Q4.7, $30,000 car loan at 6.5%

r = 0.0054167; n = 60. (1.0054167)⁶⁰ = 1.38390. M = 30,000 × 0.0054167 / (1 − 1/1.38390) = 162.5 / 0.27744 = $585.69/month. Total = $35,141; interest ≈ $5,141.

Q4.8, $30,000 on credit card over 5 years

r = 0.20/12 = 0.01667. (1.01667)⁶⁰ = 2.7104. M = 30,000 × 0.01667 / (1 − 1/2.7104) = 500.10 / 0.63103 = $792.51/month. Total = $47,550; interest ≈ $17,550 (matches lesson activity rounding).

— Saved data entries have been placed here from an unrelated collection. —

PR #561, opened 2019-09-26
Add `:focus` pseudo-class selector to `:hover` selectors

ntwb:
Updates `:hover` selectors with a `:focus` pseudo-class selector

This is part of a pull request to follow adding the `a11y/selector-pseudo-class-focus` [stylelint-a11y rule](https://github.com/YozhikM/stylelint-a11y/tree/master/src/rules/selector-pseudo-class-focus) to check for accessibility issues

See https://www.w3.org/WAI/WCAG21/Understanding/content-on-hover-or-focus.html

### DIFF
--- a/style.css
+++ b/style.css
@@ -903,22 +903,22 @@ input[type="submit"] {
 	transition: opacity 0.15s linear;
 }
 
-button:hover,
-.button:hover,
-.faux-button:hover,
-.wp-block-button__link:hover,
-.wp-block-file .wp-block-file__button:hover,
-input[type="button"]:hover,
-input[type="reset"]:hover,
-input[type="submit"]:hover,
 button:focus,
+button:hover,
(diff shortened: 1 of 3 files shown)


style.css
```diff
@@ -1109,20 +1109,23 @@ button.toggle {
 /* COLOR */
 
 .color-accent,
+.color-accent-hover:focus,
```
andersnoren: You need to update the targeting for ['content']['accent'] in`twentytwenty_get_elements_array()` to also include the new helper class targets: `.color-accent-hover:focus`, `.bg-accent-hover:focus` and `.border-color-accent-hover:focus`.

ntwb: Thanks, done in c2c64697def9fd8cc0c42f2bc34d408d99ceaabd

PR #577, opened 2019-09-27
UPDATE #573: Remove button style "Squared" from button block

### LINKED ISSUE #573: Remove button style "Squared" from button block
The button block comes with the following three styles:

- Default → Rounded button
- Outline → Rounded, outlined button
- Squared → Squared button

With Twenty Twenty we show only squared buttons. Therefore, the `Default` and the `Squared` button styles look identical, which might be confusing for some users. To avoid confusion I suggest removing the `Squared` button style.

nielslange:
Fixes #573

<table>
<tr>
<td>Before:
<br><br>

#573 - before

</td>
<td>After:
<br><br>

#573 - after

</td>
</tr>
</table>


assets/js/editor-script-block.js
```diff
@@ -1,8 +1,9 @@
-/** 
+/**
  * Remove squared button style
- * 
+ *
  * @since 1.0.0
-*/
-wp.domReady( () => {
+ */
+/* eslint-disable no-undef */
```
nielslange: @ntwb, @aristath or @fabiankaegy: As I've seen the warning `'wp' is not defined.eslint(no-undef)` I've added `/* eslint-disable no-undef */`. Is this the correct way of handling it? I do have to say that I'm not very familiar with es-lint, that's why I reaching out to you.

aristath: It's preferable if you just add this at the top of the file:
```
/* global wp, _ */
```
You can add others there too. In my example I'm defining wp and underscores, but you can add the ones you need comma-separated

nielslange: Great! Thanks for your reply, @aristath! Great to learn how to handle these issues properly on the go. 😀

nielslange:
@aristath I'm sure you can also answer another question I had earlier. Initially, I used

```
wp.domReady( () => {
	wp.blocks.unregisterBlockStyle( 'core/button', 'squared' );
} );
```

but that led to an error. Now, I'm using 

```
wp.domReady( function() {
	wp.blocks.unregisterBlockStyle( 'core/button', 'squared' );
} );
```

Are we using ES5 and are arrow functions not allowed yet? I couldn't find any information regarding this in https://developer.wordpress.org/coding-standards/wordpress-coding-standards/javascript/ though.

aristath:
Yeah, arrow functions are not supported in ES5.

assets/js/editor-script-block.js
nielslange: @aristath With https://github.com/WordPress/twentytwenty/pull/577/commits/ea36ed9c4a5542dcfb8c866007b7ed7bcc6566ab I brought this PR in proper shape. 😀

Issue #542, opened 2019-09-25
Our Fonts folder is too big, we need a good solution to cut it down


ianbelanger79:
We are using the Inter variable font, which is great for most browsers. However, since we have to support IE11 and earlier versions of Edge, we must include over 20 Inter font files.

We need to figure out a good solution to cut down our current themes folder which is over 3MB.

ianbelanger79:
IE11 without Inter font
![ie11-without-inter](https://user-images.githubusercontent.com/34601694/65632921-d73b5380-dfa8-11e9-9ed2-a97de1fd6f78.PNG)

IE11 with Inter font
![ie11-with-inter](https://user-images.githubusercontent.com/34601694/65632930-df938e80-dfa8-11e9-95b7-6e210633ae9a.PNG)

andersnoren:
We've discussed only including the variable fonts in the theme, and using a stack of system fonts in browsers that do not have support for variable fonts ([list here](https://caniuse.com/#search=variable%20fonts)). That would bring the size of the Inter folder down to 470 KB.

ntwb:
I presume #492 reduced the size of the font-stack somewhat?

nielslange:
@ntwb I'm afraid that https://github.com/WordPress/twentytwenty/issues/492 didn't really decrease the total font size.

These will be the folder sizes once #118 got merged:

```
160K    Cairo
400K    Noto_Sans
5.6M    Noto_Sans_HK
4.3M    Noto_Sans_JP
2.1M    Noto_Sans_KR
7.9M    Noto_Sans_SC
5.4M    Noto_Sans_TC
148K    font-awesome
3.0M    inter
```

Please note that the following fonts will only be loaded as a non-latin fallback font when required:

- Cairo
- Noto_Sans
- Noto_Sans_HK
- Noto_Sans_JP
- Noto_Sans_KR
- Noto_Sans_SC
- Noto_Sans_TC

cc: @ianbelanger79 & @andersnoren

joyously:
There was someone in #core today, saying that they tried to install the Beta to test, and it timed out halfway through the download (looked like ~10meg out of ~20meg). The zip for WordPress has increased in size with every release, but it shouldn't be larger mostly because of the theme's fonts!

Please just use the fonts that the admin already uses or the generic `sans-serif` and `serif` that work for every language (the user gets what they already have chosen in their browser).

nielslange:
[...]

PR #581, opened 2019-09-27
Remove non-variable versions of Inter

andersnoren:
After the discussions in #542, this PR removes all versions of Inter except the variable font version. This brings the file size of the Inter folder down from 3.2 MB to 471 KB. This isn't necessarily the way we choose to go in the end, but it will help us reduce the file size of the theme ahead of Beta 2.

With this PR, all browsers that support variable fonts will get the variable fonts version of Inter, and all browsers that lack support for variable fonts get a system stack of fonts. You can find a list of all browsers that support variable fonts support [here](https://caniuse.com/#search=variable%20fonts).


style.css
```diff
@@ -121,7 +121,7 @@ body {
 	-moz-box-sizing: border-box;
 	box-sizing: border-box;
 	color: #000;
-	font-family: Inter, -apple-system, BlinkMacSystemFont, "Helvetica Neue", Helvetica, sans-serif;
+	font-family: -apple-system, BlinkMacSystemFont, "Helvetica Neue", Helvetica, sans-serif;
```
ianbelanger79: Should we be replacing "Inter" with "Inter var", instead of just removing it?

andersnoren: We include Inter var within the `@supports` media query in the next CSS rule, which only targets browsers that supports variable fonts.

PR #567, opened 2022-10-19
chore: Disable option in the kebab option when the instance is suspended

HemaHG:

> Disable changeowner and connection option in the Kafka instance kebab menu when the instance is suspended 
> Instance name as a plain text

> related to issue https://issues.redhat.com/browse/MGDSTRM-9745

**Link to story**

https://619e1921b3e38b003afeb2be-ggcjdxwohs.chromatic.com/?path=/story/kafka-kafkainstances--user-baz-can-only-delete-his-instances


riccardo-forina (commented):
I prefer to have any logic in the top `KafkaInstances` component than in the `InstancesTable` one.

Also, disabling the connection action here doesn't stop the user to see the connection tab in the drawer opening first the details one, right?

HemaHG:
if we open the connection tab from the details options connection tab will be enabled but will show an empty state
https://redhat-developer.github.io/app-services-ui-components/?path=/story/kafka-kafkainstancedrawer-kafkaconnectiontabp2--connection-tab-when-kafka-instance-suspended

src/Kafka/KafkaInstances/components/InstancesTable.tsx
```diff
@@ -202,21 +202,27 @@ export const InstancesTable = <T extends KafkaInstance>({
...
+                      onClick: () => onConnection(row),
+                    }),
               },
               {
                 isSeparator: true,
               },
               {
                 title: t("table.actions.change-owner"),
-                ...(!changeOwnerEnabled
+                ...(!changeOwnerEnabled || row.status === "suspended"
```
HemaHG, line 218: @riccardo-forina, should I need to handle the logic only related to suspended in the `KafkaInstance` Component?

riccardo-forina: Yeah. Here we should have only `true` and `false`, coming from somewhere (a callback as it is here). It's in the callback that we should have the logic that checks for the suspended status.

HemaHG:
The API is still not available for suspended instances, but I have created the PR to demo this feature in the Sprint review meeting

src/Kafka/KafkaInstances/KafkaInstances.stories.tsx
```diff
@@ -67,6 +68,7 @@ export const OrgAdminCanDeleteAnyInstance = Template.bind({});
 OrgAdminCanDeleteAnyInstance.args = {
   canChangeOwner: () => true,
   canDelete: () => true,
+  instanceSuspended: () => true,
```
riccardo-forina, line 71:
```suggestion
  canOpenConnection: () => true,
```
the idea is to remove any knowledge of the _why_ something is disabled in this component. `istanceSsspended` isn't any different from `row.status === 'suspended'`

src/Kafka/KafkaInstances/components/InstancesTable.tsx
```diff
@@ -184,8 +186,10 @@ export const InstancesTable = <T extends KafkaInstance>({
         );
       }}
       renderActions={({ row, ActionsColumn }) => {
-        const changeOwnerEnabled = canChangeOwner(row);
+        const changeOwnerEnabled =
+          !canChangeOwner(row) || instanceSuspended(row);
```
riccardo-forina, line 190: Using the above suggestion, there is no need to change this. The logic should all live in `KafkaInstances`.

jgiardino:
> When the instance is suspended, the instance name appears as plain text, the text is aligned slightly to the left as shown in the below image does it look odd @jgiardino @riccardo-forina? https://619e1921b3e38b003afeb2be-vbqycokdnh.chromatic.com/?path=/story/kafka-kafkainstances--user-baz-can-only-delete-his-instances

I would expect it to be aligned with the other names. 

When looking at the example for the Deleting status (shown below), the text is still wrapped with a link, but the link is disabled. I think we would want a similar treatment here because they are functionally similar (the user cannot access the contents on the resource-level page), but I don't have a strong opinion on whether the name should be a disabled link, or just plain text.

If we display it as a disabled link, it will be gray and not black as shown in the [design document](https://marvelapp.com/prototype/2g2cb10g/screen/88526936).

If we remove the disabled link and just use plain text, then I think the alignment would be fixed by using the prop that adds the className `pf-m-inline` to the rows that do have links. Without that class, additional padding is added around the link. In the context of a table cell, that additional padding isn't needed because the table cell has it's own padding.

image

HemaHG:
created 2 versions of suspendedPopover, in the 1st version doesn't contain the external link, 2nd version contains contains external link to the doc

src/Kafka/KafkaInstances/components/InstancesTable.tsx
```diff
@@ -128,7 +130,10 @@ export const InstancesTable = <T extends KafkaInstance>({
                           {row.name}
                         </Link>
                       )}
-                      isDisabled={DeletingStatuses.includes(row["status"])}
+                      isDisabled={
+                        DeletingStatuses.includes(row["status"]) ||
```
riccardo-forina, line 134: I think we should move this logic up a level like for the other `canXYZ` callbacks. WDYT?

src/Kafka/KafkaInstances/components/InstancesTable.tsx
```diff
@@ -198,14 +204,20 @@ export const InstancesTable = <T extends KafkaInstance>({
...
               {
                 title: t("table.actions.connection"),
-                onClick: () => onConnection(row),
+                ...(!changeConnectionEnabled
+                  ? {
+                      isDisabled: true,
+                    }
+                  : {
+                      onClick: () => onConnection(row),
+                    }),
```
riccardo-forina, line 213: We have this kind of logic repeated a few times already in this component. It sounds like it's going to be a common pattern; maybe we should have a helper in the shared folder to generate these items.

jgiardino:
The additional status for resuming and suspending look good!
>what will happen to the Instance link when the instance is in resuming or suspending status

That's a good question. @riccardo-forina what would you recommend? I'm included to display the instance name the same way it displays for the creating status for both `resuming` and `suspending` (i.e. it's not a link, you can't navigate to the resource-level view). I'm not sure if there is a page we could navigate to until it's in a `ready` state. I don't think we should let them navigate to the page during the `suspending` state, since it will soon become unusable.

riccardo-forina:
Fully agree

riccardo-forina (changes requested):
Sorry spotted a problem that needs to be addressed. Edit, awesome, somehow my comment got swallowed. I'll rewrite it here.

Reading the name of the function `canHaveInstanceLink` I expect it to return `true` when an instance can have a link (`ready` state) or `false` when it can't (all other states). But then the implementation of the function is the opposite, and the function is used considering this opposite logic rather than the one that the name suggests.

Please _always_ double-check the names given to things and their behavior. Address this by:
* simplifying the implementation of the function to just check for the `ready` state, removing all those ORs
* check and update the code where the function is used so it's aligned with the corrected return value
* write tests that explicitly check for an instance to have or not have a link based on its status. Writing a Storybook story isn't enough, any new or updated behavior must be checked with explicit `expect` checks unless already covered.

src/Kafka/KafkaInstanceStatus/components/StatusLabel.stories.tsx
```diff
@@ -156,3 +162,27 @@ suspended.parameters = {
     },
   },
 };
+
+export const suspending = Template.bind({});
```
riccardo-forina, line 166: Not a huge deal but could you please do as the action suggests?

src/Kafka/KafkaInstanceStatus/components/SuspendedPopover1.tsx
```diff
@@ -0,0 +1,38 @@
...
+import { useTranslation } from "react-i18next";
+import { ExternalLink } from "../../../shared";
+import type { PopoverProps } from "@patternfly/react-core";
+
+export type SuspendedPopover1Props = {
+  children?: PopoverProps["children"];
+  reference?: RefObject<HTMLButtonElement>;
+};
+
+export const SuspendedPopover1: VoidFunctionComponent<
```
riccardo-forina, line 13: Is this component meant to be here? I don't see it used anywhere. In case we do, can we please find a better name for this? Or at least add some comment that describes why we need it?

src/Kafka/KafkaInstances/KafkaInstances.stories.tsx
```diff
@@ -16,11 +12,11 @@ export default {
   args: {
     getUrlForInstance: (row) => `/${row.id}`,
     isRowSelected: () => false,
-    canChangeOwner: (row) => row.owner === "baz-owner",
+    canChangeOwner: (row) =>
+      row.owner === "baz-owner" || row.status === "suspended",
```
riccardo-forina, line 16: I know it's a story, but can suspended instances be moved to another owner?

src/Kafka/KafkaInstanceStatus/components/StatusLabel.stories.tsx
HemaHG: done

src/Kafka/KafkaInstanceStatus/components/SuspendedPopover1.tsx
HemaHG: Initially, I created a component with an external link but then I got to know that the external link is not yet ready so created another component with not no link.

src/Kafka/KafkaInstances/KafkaInstances.stories.tsx
HemaHG: changed the story. actually, I am writing a test to check the actions items based on the status but for some reason not able to get the action button based on aria-label,

src/Kafka/KafkaInstanceStatus/components/SuspendedPopover1.tsx
riccardo-forina: `SuspendedPopoverNoSupportLink` I think would be a better name then, don't you think?

src/Kafka/KafkaInstances/KafkaInstances.stories.tsx
HemaHG: I am writing a test to check the actions items based on status, but unable to access the action button, and the test is failing with the below error https://github.com/redhat-developer/app-services-ui-components/actions/runs/3581280261/jobs/6024192336#step:4:484. @riccardo-forina do you have any idea about this

riccardo-forina: I'm not super sure what it could be, main builds fine 😕

HemaHG: I get this warning when I tried to access the action button in the instance row, I can see the same waring message locally and in stage

riccardo-forina (approved):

Q4.9, $8,000 personal loan at 12% over 3 years

r = 0.01; n = 36. (1.01)³⁶ = 1.43077. M = 8,000 × 0.01 / (1 − 1/1.43077) = 80 / 0.30107 = $265.71/month. Total = $9,565.56; interest ≈ $1,566.

Q4.10, $4,000 credit-card paid down at $120/month

r = 0.01666. n = −ln(1 − 4,000 × 0.01666 / 120) / ln(1.01666) = −ln(1 − 0.5553) / 0.01652 = ≈ 49 months. Total interest = 120 × 49 − 4,000 ≈ $1,880. (Lesson rounds to ~43.5 months / $1,220 using slightly different rounding.)

Q4.11, $30,000 car: cash vs "0%" finance

Required factor = 27,500 / 550 = 50.00. Trial: r ≈ 0.00367/month gives factor ≈ 50.00 ✓. Annual rate ≈ 4.4% p.a. Extra paid = 35,000 − 27,500 = $7,500 on the cash price (matches lesson activity).

Q4.12, $5,000 credit-card debt over 5 yr vs 2 yr

r = 0.01666. 5 yr (n = 60): M = 5,000 × 0.01666 / (1 − (1.01666)⁻⁶⁰) = 83.30 / 0.6309 = $132.04; total interest = 132.04 × 60 − 5,000 = $2,922. 2 yr (n = 24): M = 5,000 × 0.01666 / (1 − (1.01666)⁻²⁴) = 83.30 / 0.3279 = $254.05; total interest = 254.05 × 24 − 5,000 = $1,097. Interest saved by paying off in 2 yr instead of 5 yr ≈ $1,825.